● Your instructions:
Report the number of lines in the entries below that include the word "worker", and nothing else.

● Information shown:

PR #7437, opened 2026-08-17
fix(massEmails): stop OOM when generating send lists at scale DEV-2684

platreth:
## 📣 Summary
Automated emails, like usage limit alerts, go out again on very large servers.

## 📖 Description
On servers with millions of accounts, the daily job that prepares email recipient lists ran out of memory and stopped, so no emails were sent. The job now uses a fraction of the memory and the emails are sent as expected.

## 💭 Notes
- The pipeline loaded full User/Organization objects and built a dict per org for the whole fleet: several GB of memory on large instances, worker OOM-killed, failure silent (transaction rolls back, "done for today" flag never set, send task skips).
- Fix: ids via `values_list`, one shared default limits/dates dict (the addon merge copies before mutating; a test pins that), no giant `IN` clauses (`None` now means "all orgs"; per-user usage queries run in batches via `USAGE_QUERY_USER_ID_BATCH_SIZE`, default 20000 and clamped to at least 1), records enqueued by `user_id` in batches.
- Repro at 50k users: peak went from 94.4 MB to 22.5 MB, same 50,010 records.

## 👀 Preview steps
Backend only. Seed 50k users and run `enqueue_mass_email_records` under `tracemalloc`:
1. 🔴 on the base branch: peak ~94 MB for 50k recipients, growing ~2 KB per user, so several GB at production scale
2. 🟢 on this PR: peak ~22 MB, identical records created

### DIFF
--- a/kobo/apps/mass_emails/tasks.py
+++ b/kobo/apps/mass_emails/tasks.py
@@ -9,7 +9,7 @@ from constance import config
 from django.conf import settings
 from django.core.cache import cache
 from django.db import IntegrityError, transaction
-from django.db.models import Count, Q
+from django.db.models import Count, Q, QuerySet
 from django.utils import timezone
 from django.utils.translation import gettext
 
@@ -56,24 +56,32 @@ def enqueue_mass_email_records(email_config):
     Creates a email job and enqueues email records for users based on query
     """
     job = MassEmailJob.objects.create(email_config=email_config)
-    users = get_users_for_config(email_config)
+    user_ids = get_users_for_config(email_config)
     # edge case: if a one-off email has no recipients, store a warning and turn
     # it off
-    if len(users) == 0 and email_config.type == EmailType.ONE_TIME:
+    if len(user_ids) == 0 and email_config.type == EmailType.ONE_TIME:
         logging.warning(
             f'No recipients found for one-time email config'
             f' {email_config.uid}: {email_config.name}. Turning it off.'
         )
         email_config.live = False
         email_config.save()
-    records = [
-        MassEmailRecord(user=user, email_job=job, status=EmailStatus.ENQUEUED)
-        for user in users
-    ]
-    MassEmailRecord.objects.bulk_create(records)
+
+    # Instantiating millions of unsaved MassEmailRecord objects at once is ~1 GB,
+    # so build and insert them in batches instead.
+    batch_size = 10000
+    total_created = 0
+    for start_idx in range(0, len(user_ids), batch_size):
+        end_idx = start_idx + batch_size
+        records = [
+            MassEmailRecord(user_id=user_id, email_job=job, status=EmailStatus.ENQUEUED)
+            for user_id in user_ids[start_idx:end_idx]
+        ]
+        MassEmailRecord.objects.bulk_create(records, batch_size=batch_size)
+        total_created += len(records)
 
     logging.info(
-        f'Created {len(records)} MassEmailRecord(s) for {email_config.name} '
+        f'Created {total_created} MassEmailRecord(s) for {email_config.name} '
         f'with query {email_config.query}'
     )
 
@@ -392,7 +400,7 @@ def send_emails():
 
 def get_users_for_config(email_config):
     """
-    Get users based on query, excluding recent recipients
+    Get user ids based on query, excluding recent recipients
 
     frequency = -1: One time email
     frequency = 1: Daily emails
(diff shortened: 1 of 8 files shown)


platreth:
@greptileai

kobo/settings/base.py
```diff
@@ -2453,3 +2453,8 @@ def __init__(self, *args, **kwargs):
 LAST_PROJECT_ACTIVITY_THROTTLE_SECONDS = env.int(
     'LAST_PROJECT_ACTIVITY_THROTTLE_SECONDS', 3600  # seconds
 )
+
+# Fleet-wide usage queries filter on `user_id__in=<all users>`; at full scale
+# that is a multi-million-element IN clause. Split it into chunks of this size
+# and run one query per chunk.
+USAGE_QUERY_USER_ID_CHUNK_SIZE = env.int('USAGE_QUERY_USER_ID_CHUNK_SIZE', 20000)
```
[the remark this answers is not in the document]
platreth: Good catch. Clamped to a minimum of 1 at both use sites in 2dbbc77, with a regression test covering the 0 case.

platreth:
@greptileai update the score

kobo/settings/base.py
noliveleger: I would regroup this setting with other "_BATCH_SIZE" variables. See https://github.com/kobotoolbox/kpi/blob/6d6a0c6c7f779fd97d2e1429425a1799d95a3629/kobo/settings/base.py#L2397 
I would also keep the same convention for the name (i.e. `_BATCH_SIZE` vs `CHUNK_SIZE`).

kobo/apps/stripe/utils/subscription_limits.py
```diff
@@ -209,24 +227,41 @@ def get_organizations_effective_limits(
...
+        # `addon_limits` is keyed only by the (small) set of orgs holding addons.
         addon_limits = PlanAddOn.get_organizations_totals(organizations=organizations)
-        for org_id, limits in effective_limits.items():
+        for org_id, org_addons in addon_limits.items():
+            limits = effective_limits.get(org_id)
+            if limits is None:
+                continue
+            # `limits` may be the shared default object reused across orgs; copy
+            # before mutating so we don't corrupt every other org's limits.
+            limits = dict(limits)
```
noliveleger: We should use `deepcopy` here. `limits` may not contain a nested dict but could in the future and it could be mutated with `dict` only.

```python
>>> d = {'foo': {'bar': 'foobar'}}
>>> d_copy = dict(d)
>>> d_copy['foo']['bar'] = 'barfoo'
>>> d
{'foo': {'bar': 'barfoo'}}  # d is mutated

>>> d = {'foo': {'bar': 'foobar'}}
>>> from copy import deepcopy
>>> d = {'foo': {'bar': 'foobar'}}
>>> d_copy = deepcopy(d)
>>> d_copy['foo']['bar'] = 'barfoo'
>>> d
{'foo': {'bar': 'foobar'}} # d stays intact
```

kobo/apps/stripe/utils/subscription_limits.py
```diff
@@ -209,24 +227,41 @@ def get_organizations_effective_limits(
...
-        orgs = organizations or Organization.objects.all()
-        return {org.id: _get_default_usage_limits() for org in orgs}
+        if organizations is not None:
+            org_ids = [org.id for org in organizations]
+        else:
+            # Avoid loading millions of full Organization instances just to read ids.
+            org_ids = Organization.objects.values_list('id', flat=True).iterator()
+        # Share one default-limits object across all orgs; callers that mutate a
+        # returned dict must copy it first.
+        shared_default_limits = _get_default_usage_limits()
```
noliveleger: It's a little bit scary. I would make `shared_default_limits` a not-mutable object. (see `from types import MappingProxyType`)

kobo/apps/stripe/utils/billing_dates.py
```diff
@@ -23,28 +23,28 @@ def get_current_billing_period_dates_by_org(
     first_of_next_month = first_of_this_month + relativedelta(months=1)
 
     if not settings.STRIPE_ENABLED:
+        # Callers only read these dates, so share one object across all orgs and
+        # stream ids to avoid loading millions of full Organization instances.
+        shared_dates = {'start': first_of_this_month, 'end': first_of_next_month}
```
noliveleger: Same comment as `shared_default_limits`. Let's use `types.MappingProxyType` instead.

kobo/apps/stripe/utils/subscription_limits.py
noliveleger: Watch-out if you use `types.MappingProxyType` , you would need to do `deepcopy(dict(limits))` . Otherwise, it will raise an error. `deepcopy` does not work with `types.MappingProxyType`.

noliveleger (changes requested):

kobo/apps/mass_emails/tasks.py
```diff
@@ -56,24 +56,32 @@ def enqueue_mass_email_records(email_config):
...
         email_config.save()
-    records = [
-        MassEmailRecord(user=user, email_job=job, status=EmailStatus.ENQUEUED)
-        for user in users
-    ]
-    MassEmailRecord.objects.bulk_create(records)
+
+    # Instantiating millions of unsaved MassEmailRecord objects at once is ~1 GB,
+    # so build and insert them in batches instead.
+    batch_size = 10000
```
noliveleger: I'd rather use the same setting everywhere:  `USAGE_QUERY_USER_ID_BATCH_SIZE`. 

Sorry, my comment did not make through the first time.

noliveleger (changes requested):

PR #7440, opened 2026-08-17
feat(massEmails): pace sends against the provider rate limit DEV-2681

noliveleger:
### 📣 Summary

Mass email campaigns now pace themselves to stay within the email provider's sending limits, instead of risking being throttled or blocked for sending too fast.

Two new environment variables control mass-email pacing and replace the removed `MASS_EMAIL_SLEEP_SECONDS`:

- `MASS_EMAIL_SEND_RATE_RATIO` (default `0.35`): share of `MASS_EMAIL_THROTTLE_PER_SECOND` actually claimed per second, leaving headroom for transactional email and other instances sharing the same provider account. `0.5` or below is recommended so two full budget windows landing back to back still can't exceed the provider's rate limit; a Django system check only blocks values outside `(0, 1]`, an admin can go above `0.5` at the risk of bursting past the limit near a window boundary.
- `MAILER_CONNECTION_IDLE_TIMEOUT` (default `10`): seconds a reused SMTP connection can sit idle before it's proactively checked and reconnected ahead of the next send.

`MASS_EMAIL_THROTTLE_PER_SECOND` and `MAX_MASS_EMAILS_PER_DAY` keep their existing meaning, but should be reviewed per deployment: they must reflect the actual provider's real limits, which differ between a main SES account, a secondary SES account, SendGrid, or Office365. No migrations.

### 💭 Notes

`Mailer.send()` no longer returns a `bool`; it raises a typed exception on failure (new hierarchy in `kpi/exceptions.py`: `MailerError`, `MailerProviderThrottledError` → `MailerProviderRateThrottledError`/`MailerProviderQuotaExhaustedError`, matched against a per-provider SMTP signature catalog for SES/SendGrid/Office365 sourced from official docs, not live-probed against a real relay — an unmatched response falls back to today's plain-failure behavior). This is a breaking API change; every caller in the repo was updated, including four "solo" send sites (org invites, project-ownership invites) that previously ignored the return value and silently swallowed failures.

`send_day_emails()`'s fixed batch-sleep throttle is replaced by a real 1-second sliding-window budget. Connection reconnect-on-drop logic moved from `mass_emails/tasks.py` into `Mailer.send()` itself so every caller benefits, plus a new idle-timeout-aware proactive check. The existing "don't resend on an ambiguous connection drop" fix (DEV-2675, PR #7435) is preserved unchanged.

`MailerProviderRateThrottledError` currently stops the run exactly like `MailerProviderQuotaExhaustedError` (flagged by Greptile: an earlier version slept `MASS_EMAIL_THROTTLE_COOLDOWN_SECONDS` synchronously, which exceeded the task's own soft time limit). That makes the two exceptions synonyms for now - a real non-blocking cooldown is tracked in DEV-2693.

### 👀 Preview steps

No UI surface here (background Celery task + SMTP). Quick reference, no manual setup:

- `kpi/tests/test_mailer.py::TestClassifySmtpException` — a mocked SES/SendGrid/Office365 throttle response comes back as `MailerProviderRateThrottledError` or `MailerProviderQuotaExhaustedError`
- `kobo/apps/mass_emails/tests/test_celery_tasks.py::TestMassEmailSenderConnection` — a rate-throttled or quota-exhausted record stops the run outright and stays `enqueued` for the next scheduled run (see the Notes section on why these two aren't differentiated yet - DEV-2693)
- `kobo/apps/mass_emails/tests/test_celery_tasks.py::TestMassEmailSender::test_send_is_throttled` — the per-second budget actually paces sends instead of the old fixed-batch sleep

To watch it live end to end, from scratch, in `manage.py shell` (`docker exec -it kobofe-kpi-1 /opt/venv/bin/python manage.py shell`):

1. ℹ️ create ~20 throwaway users whose email points back to your own inbox (Gmail plus-addressing works: `you+test1@gmail.com` etc. all land in `you@gmail.com`)
   ```python
   from kobo.apps.kobo_auth.shortcuts import User

   test_emails = [f'you+test{i}@gmail.com' for i in range(1, 20)]
   for i, email in enumerate(test_emails):
       User.objects.get_or_create(username=f'mass_email_test_{i}', defaults={'email': email})
   ```
2. point the `test_users` query at them (it's the query mass email configs use for exactly this purpose - see `get_all_test_users()`)
   ```python
   from constance import config
   config.MASS_EMAIL_TEST_EMAILS = '\n'.join(test_emails)
   ```
3. create a config targeting them. Note the `date_created` backdate: `generate_mass_email_user_lists()` only picks up configs created before today
   ```python
   from kobo.apps.mass_emails.models import MassEmailConfig

   email_config = MassEmailConfig.objects.create(
       name='Manual test',
       subject='Test mass email',
       template='Hello ##username##, this is a test.',
       query='test_users',
       frequency=1,
       live=True,
       date_created=timezone.now() - timedelta(days=1),
   )
   ```
4. run the real pipeline synchronously (no worker needed, these are plain functions)
   ```python
   from kobo.apps.mass_emails.tasks import generate_mass_email_user_lists, send_emails

   generate_mass_email_user_lists()
   send_emails()
   ```
5. 🟢 watch the logs: with the default settings (`MASS_EMAIL_THROTTLE_PER_SECOND=40`, `MASS_EMAIL_SEND_RATE_RATIO=0.35`, budget = 14/s) with ~20 records you should see 14 `Processing MassEmailRecord(...)` lines, one `sleeping for ...s to stay within the per-second budget` line, then the rest - not the old fixed "N sent, sleep 1s" pattern
6. 🟢 to see it paced more slowly and watchably, drop the budget in the same shell session before re-running (`send_emails()` reads `django.conf.settings` live, no restart needed): `from django.conf import settings; settings.MASS_EMAIL_THROTTLE_PER_SECOND = 2; settings.MASS_EMAIL_SEND_RATE_RATIO = 1.0` gives a budget of 2/s
7. re-running the same day: `generate_mass_email_user_lists()` and the per-config daily quota are both cached for the day and won't re-trigger; reset with:
   ```python
   from kobo.apps.mass_emails.models import EmailStatus, MassEmailRecord
   from kobo.apps.mass_emails.tasks import PROCESSED_EMAILS_CACHE_KEY, MassEmailSender

   MassEmailRecord.objects.filter(email_job__email_config=email_config).update(status=EmailStatus.ENQUEUED)
   cache_key_date = MassEmailSender.get_cache_key_date(timezone.now())
   cache.delete(PROCESSED_EMAILS_CACHE_KEY.format(key_date=cache_key_date))
   cache.delete(f'mass_emails_{cache_key_date.isoformat()}_email_remaining_total')
   cache.delete(f'mass_emails_{cache_key_date.isoformat()}_email_remaining_{email_config.id}')
   ```
8. no real email lands anywhere unless `EMAIL_BACKEND` is pointed at real SMTP credentials - the dev default (`filebased`) just writes messages to `EMAIL_FILE_PATH` instead
9. cleanup: `email_config.live = False; email_config.save()` (or delete jobs/records then the config - `MassEmailJob`/`MassEmailRecord` use `on_delete=PROTECT`, so the config can't be deleted while they exist)

### DIFF
--- a/kobo/apps/mass_emails/tasks.py
+++ b/kobo/apps/mass_emails/tasks.py
@@ -306,9 +306,9 @@ class MassEmailSender:
                         sleep(remaining)
                     window_start = monotonic()
                     spent_in_window = 0
+                self.send_email(email_config, record)
                 self.cache_limit_value(email_config, self.limits[email_config.id] - 1)
                 self.cache_limit_value(None, self.total_limit - 1)
-                self.send_email(email_config, record)
                 spent_in_window += 1
 
     def send_email(self, email_config, record):
--- a/kobo/apps/mass_emails/tasks.py
+++ b/kobo/apps/mass_emails/tasks.py
@@ -345,11 +345,10 @@ class MassEmailSender:
             # run there. The record stays `enqueued` for the next run.
             raise
         except MailerProviderRateThrottledError as e:
-            logging.warning(
-                f'Provider rate limit hit, cooling down for '
-                f'{settings.MASS_EMAIL_THROTTLE_COOLDOWN_SECONDS}s: {e}'
-            )
-            sleep(settings.MASS_EMAIL_THROTTLE_COOLDOWN_SECONDS)
+            logging.warning(f'Provider rate limit hit, stopping this run: {e}')
+            # TODO(DEV-2693): needs its own non-blocking cooldown instead of
+            # being treated exactly like a quota-exhausted stop.
+            raise
         except MailerError as e:
             logging.warning(f'Error sending record {record}: {e}')
             record.status = EmailStatus.FAILED
@@ -386,7 +385,7 @@ def send_emails():
     sender = MassEmailSender()
     try:
         sender.send_day_emails()
-    except MailerProviderQuotaExhaustedError:
+    except (MailerProviderQuotaExhaustedError, MailerProviderRateThrottledError):
         # Already logged in `send_email()`. Nothing left to do this run: the
         # remaining `enqueued` records are picked up by the next hourly run.
         pass
--- a/kobo/apps/mass_emails/tasks.py
+++ b/kobo/apps/mass_emails/tasks.py
@@ -1,7 +1,7 @@
 from datetime import date, datetime, time, timedelta
 from enum import Enum
 from math import ceil
-from time import sleep
+from time import monotonic, sleep
 from typing import Optional
 
 from celery.exceptions import SoftTimeLimitExceeded
@@ -22,14 +22,13 @@ from kobo.apps.mass_emails.models import (
 )
 from kobo.apps.organizations.models import OrganizationUser
 from kobo.celery import celery_app
-from kpi.utils.log import logging
-from kpi.utils.mailer import (
-    EmailMessage,
-    Mailer,
-    is_connection_alive,
-    reset_connection,
-    with_smtp_connection,
+from kpi.exceptions import (
+    MailerError,
+    MailerProviderQuotaExhaustedError,
+    MailerProviderRateThrottledError,
 )
+from kpi.utils.log import logging
+from kpi.utils.mailer import EmailMessage, Mailer, with_smtp_connection
 
 if settings.STRIPE_ENABLED:
     from kobo.apps.stripe.utils.subscription_limits import get_plan_name
@@ -269,9 +268,18 @@ class MassEmailSender:
 
     @with_smtp_connection
     def send_day_emails(self):
-        emails_sent = 0
-
-        batch_size = settings.MASS_EMAIL_THROTTLE_PER_SECOND
+        # Claim only a share of the provider's real per-second limit: it
+        # also carries transactional email, which draws on the same budget
+        # without going through this throttle.
+        budget_per_second = max(
+            1,
+            int(
+                settings.MASS_EMAIL_THROTTLE_PER_SECOND
+                * settings.MASS_EMAIL_SEND_RATE_RATIO
+            ),
+        )
+        window_start = monotonic()
+        spent_in_window = 0
 
         for email_config in self.configs:
             limit = self.limits.get(email_config.id)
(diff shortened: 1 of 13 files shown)


kobo/apps/mass_emails/tasks.py
```diff
@@ -311,38 +329,38 @@ def send_email(self, email_config, record):
...
+            # Let this propagate, same as `SoftTimeLimitExceeded`: it must
+            # not be recorded as a failure, and `send_emails()` stops the
+            # run there. The record stays `enqueued` for the next run.
+            raise
+        except MailerProviderRateThrottledError as e:
+            logging.warning(
+                f'Provider rate limit hit, cooling down for '
+                f'{settings.MASS_EMAIL_THROTTLE_COOLDOWN_SECONDS}s: {e}'
+            )
+            sleep(settings.MASS_EMAIL_THROTTLE_COOLDOWN_SECONDS)
```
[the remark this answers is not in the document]
noliveleger: Addressed in [452f0cb](https://github.com/kobotoolbox/kpi/pull/7440/commits/452f0cbdf0578db84da9676b2af5c0f98b6be904)

kobo/apps/mass_emails/tasks.py
```diff
@@ -285,13 +293,23 @@ def send_day_emails(self):
...
+                    remaining = 1 - (monotonic() - window_start)
+                    if remaining > 0:
+                        logging.info(
+                            f'sleeping for {remaining:.3f}s to stay within '
+                            f'the per-second budget'
+                        )
+                        sleep(remaining)
+                    window_start = monotonic()
+                    spent_in_window = 0
                 self.cache_limit_value(email_config, self.limits[email_config.id] - 1)
```
platreth, line 310: I think it might be better to put this after sending the email, then we don't decrement if the email is not sent

kpi/utils/mailer.py
```diff
@@ -170,47 +131,223 @@ def to_multi_alternative(self):
...
+            # re-sending messages that already went out.
+            raise cls._classify_smtp_exception(e) from e
+
+    @classmethod
+    def _send_single(
+        cls, email_message: EmailMessage, connection: Optional[BaseEmailBackend]
+    ):
+        try:
+            cls._dispatch_single(email_message, connection)
+        except SMTPException as e:
```
platreth: We should also add OSError

kpi/utils/mailer.py
```diff
@@ -170,47 +131,223 @@ def to_multi_alternative(self):
...
+    # - SES: https://docs.aws.amazon.com/ses/latest/dg/manage-sending-quotas-errors.html
+    # - SendGrid: https://twilio.com/docs/sendgrid/for-developers/sending-email/smtp-errors-and-troubleshooting  # noqa
+    # - Office365/Exchange: https://learn.microsoft.com/en-us/troubleshoot/exchange/email-delivery/ndr/non-delivery-reports-in-exchange-online.  # noqa
+    #   Enhanced codes there are listed without a paired basic SMTP code; 550
+    #   is Microsoft's documented convention for a 5.x.x enhanced code
+    #   returned live at submission time.
+    #
+    # An unmatched response keeps today's plain failure behavior
+    # (`MailerError`), no pause.
+    THROTTLE_SIGNATURES = (
```
platreth, line 154: Let's lower case on both side before comparing to void case sensitive errors

platreth (changes requested):

platreth (approved):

● Expected answer:
2